YOUR ASSIGNMENT –
Filter the listing below down to the lines holding the word "more", and copy those lines.

RECORDS SHOWN –
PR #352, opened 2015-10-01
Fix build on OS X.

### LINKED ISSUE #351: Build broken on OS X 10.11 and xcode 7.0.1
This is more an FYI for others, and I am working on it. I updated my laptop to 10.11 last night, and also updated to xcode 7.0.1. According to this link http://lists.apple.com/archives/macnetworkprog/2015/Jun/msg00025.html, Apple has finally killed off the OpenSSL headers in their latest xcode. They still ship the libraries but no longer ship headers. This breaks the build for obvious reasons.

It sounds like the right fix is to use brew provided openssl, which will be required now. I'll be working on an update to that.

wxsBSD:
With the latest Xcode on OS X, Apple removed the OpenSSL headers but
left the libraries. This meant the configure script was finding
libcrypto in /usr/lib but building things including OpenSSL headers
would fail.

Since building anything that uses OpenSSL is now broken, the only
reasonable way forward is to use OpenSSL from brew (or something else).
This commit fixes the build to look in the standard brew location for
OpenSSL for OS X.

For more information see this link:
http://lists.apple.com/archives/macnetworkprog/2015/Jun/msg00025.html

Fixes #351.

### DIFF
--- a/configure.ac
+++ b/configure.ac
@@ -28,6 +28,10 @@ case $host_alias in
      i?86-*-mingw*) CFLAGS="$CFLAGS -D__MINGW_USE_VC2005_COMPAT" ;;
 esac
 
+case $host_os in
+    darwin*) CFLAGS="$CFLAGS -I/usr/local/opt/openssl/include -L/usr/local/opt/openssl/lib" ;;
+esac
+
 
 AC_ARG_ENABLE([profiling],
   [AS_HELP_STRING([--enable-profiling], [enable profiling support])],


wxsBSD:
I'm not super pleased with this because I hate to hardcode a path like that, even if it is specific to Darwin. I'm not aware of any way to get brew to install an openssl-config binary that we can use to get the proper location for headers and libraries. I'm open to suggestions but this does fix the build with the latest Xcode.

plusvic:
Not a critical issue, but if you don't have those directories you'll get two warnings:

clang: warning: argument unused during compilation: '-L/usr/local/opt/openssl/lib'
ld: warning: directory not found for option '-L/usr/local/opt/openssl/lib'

ANSWER AREA –
This is more an FYI for others, and I am working on it. I updated my laptop to 10.11 last night, and also updated to xcode 7.0.1. According to this link http://lists.apple.com/archives/macnetworkprog/2015/Jun/msg00025.html, Apple has finally killed off the OpenSSL headers in their latest xcode. They still ship the libraries but no longer ship headers. This breaks the build for obvious reasons.
For more information see this link:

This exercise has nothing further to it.